Work item :: If a line below contains the string "same", return that line.
--- Dataset records Enclosed Below ---
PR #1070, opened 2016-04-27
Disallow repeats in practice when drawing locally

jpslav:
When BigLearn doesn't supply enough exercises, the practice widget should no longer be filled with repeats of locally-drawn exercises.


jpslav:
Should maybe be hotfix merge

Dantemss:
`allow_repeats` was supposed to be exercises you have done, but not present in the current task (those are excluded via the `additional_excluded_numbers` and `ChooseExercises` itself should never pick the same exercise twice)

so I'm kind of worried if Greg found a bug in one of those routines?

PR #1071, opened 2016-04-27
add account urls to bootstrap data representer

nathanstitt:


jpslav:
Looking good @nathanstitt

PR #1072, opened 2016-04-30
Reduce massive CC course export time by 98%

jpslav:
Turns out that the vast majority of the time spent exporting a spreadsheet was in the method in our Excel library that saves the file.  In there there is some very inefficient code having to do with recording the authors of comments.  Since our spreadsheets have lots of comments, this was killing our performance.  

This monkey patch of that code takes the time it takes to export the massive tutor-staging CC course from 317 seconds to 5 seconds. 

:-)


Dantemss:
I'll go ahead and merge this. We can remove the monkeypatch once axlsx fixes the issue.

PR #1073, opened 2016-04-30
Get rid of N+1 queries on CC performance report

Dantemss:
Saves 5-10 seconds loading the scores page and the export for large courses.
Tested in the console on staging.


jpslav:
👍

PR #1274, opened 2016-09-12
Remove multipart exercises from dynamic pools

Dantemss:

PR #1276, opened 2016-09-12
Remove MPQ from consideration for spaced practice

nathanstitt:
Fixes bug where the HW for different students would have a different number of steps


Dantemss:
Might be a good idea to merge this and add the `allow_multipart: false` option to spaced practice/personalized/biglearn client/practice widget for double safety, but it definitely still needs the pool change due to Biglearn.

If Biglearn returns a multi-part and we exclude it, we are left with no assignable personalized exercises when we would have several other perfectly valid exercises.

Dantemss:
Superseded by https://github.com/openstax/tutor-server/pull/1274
--- End of Enclosed Dataset records ---
--- Dataset records Enclosed Below ---
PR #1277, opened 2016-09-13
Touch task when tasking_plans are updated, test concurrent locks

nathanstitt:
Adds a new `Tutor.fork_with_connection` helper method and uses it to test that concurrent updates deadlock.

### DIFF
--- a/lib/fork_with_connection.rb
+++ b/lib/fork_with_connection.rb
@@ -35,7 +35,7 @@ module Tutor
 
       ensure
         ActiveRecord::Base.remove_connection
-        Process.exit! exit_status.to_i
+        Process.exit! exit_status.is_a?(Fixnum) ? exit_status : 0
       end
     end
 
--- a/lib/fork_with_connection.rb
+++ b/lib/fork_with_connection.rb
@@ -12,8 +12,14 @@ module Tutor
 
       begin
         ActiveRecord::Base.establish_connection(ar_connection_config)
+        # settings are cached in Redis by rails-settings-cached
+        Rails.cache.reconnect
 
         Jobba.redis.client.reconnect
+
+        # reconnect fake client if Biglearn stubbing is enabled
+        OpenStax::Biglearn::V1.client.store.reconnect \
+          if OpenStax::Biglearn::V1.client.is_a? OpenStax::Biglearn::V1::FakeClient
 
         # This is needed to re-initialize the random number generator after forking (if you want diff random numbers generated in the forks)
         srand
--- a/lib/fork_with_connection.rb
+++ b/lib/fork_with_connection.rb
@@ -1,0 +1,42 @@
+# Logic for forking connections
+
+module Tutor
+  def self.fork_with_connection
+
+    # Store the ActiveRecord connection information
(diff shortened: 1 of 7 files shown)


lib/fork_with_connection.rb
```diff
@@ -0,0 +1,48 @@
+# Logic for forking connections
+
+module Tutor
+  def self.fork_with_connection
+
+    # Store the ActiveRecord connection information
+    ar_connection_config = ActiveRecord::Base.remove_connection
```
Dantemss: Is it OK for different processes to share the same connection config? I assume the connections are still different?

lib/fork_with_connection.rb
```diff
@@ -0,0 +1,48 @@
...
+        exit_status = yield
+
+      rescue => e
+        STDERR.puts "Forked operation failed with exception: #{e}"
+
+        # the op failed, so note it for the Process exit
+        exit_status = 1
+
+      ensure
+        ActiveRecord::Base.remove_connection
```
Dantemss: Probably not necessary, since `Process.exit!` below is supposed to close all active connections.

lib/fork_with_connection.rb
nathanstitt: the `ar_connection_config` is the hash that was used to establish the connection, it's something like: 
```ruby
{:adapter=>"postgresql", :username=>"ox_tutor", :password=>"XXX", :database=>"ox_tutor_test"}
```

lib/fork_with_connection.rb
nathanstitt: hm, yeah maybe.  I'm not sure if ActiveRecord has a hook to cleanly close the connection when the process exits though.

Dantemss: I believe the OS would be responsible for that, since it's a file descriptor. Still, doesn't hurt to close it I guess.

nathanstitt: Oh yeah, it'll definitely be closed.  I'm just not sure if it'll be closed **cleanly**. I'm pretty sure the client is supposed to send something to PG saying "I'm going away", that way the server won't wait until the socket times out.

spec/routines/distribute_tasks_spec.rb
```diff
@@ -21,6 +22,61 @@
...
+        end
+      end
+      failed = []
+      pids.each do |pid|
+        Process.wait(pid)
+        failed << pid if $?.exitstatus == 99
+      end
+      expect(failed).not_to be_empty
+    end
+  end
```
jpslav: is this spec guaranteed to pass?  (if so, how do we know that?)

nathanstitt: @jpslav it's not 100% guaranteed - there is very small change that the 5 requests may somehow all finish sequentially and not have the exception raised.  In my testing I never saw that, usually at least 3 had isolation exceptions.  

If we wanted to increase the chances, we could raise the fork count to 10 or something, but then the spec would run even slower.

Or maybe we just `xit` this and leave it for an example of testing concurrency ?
--- End of Enclosed Dataset records ---
Output of the task ::
`allow_repeats` was supposed to be exercises you have done, but not present in the current task (those are excluded via the `additional_excluded_numbers` and `ChooseExercises` itself should never pick the same exercise twice)
Dantemss: Is it OK for different processes to share the same connection config? I assume the connections are still different?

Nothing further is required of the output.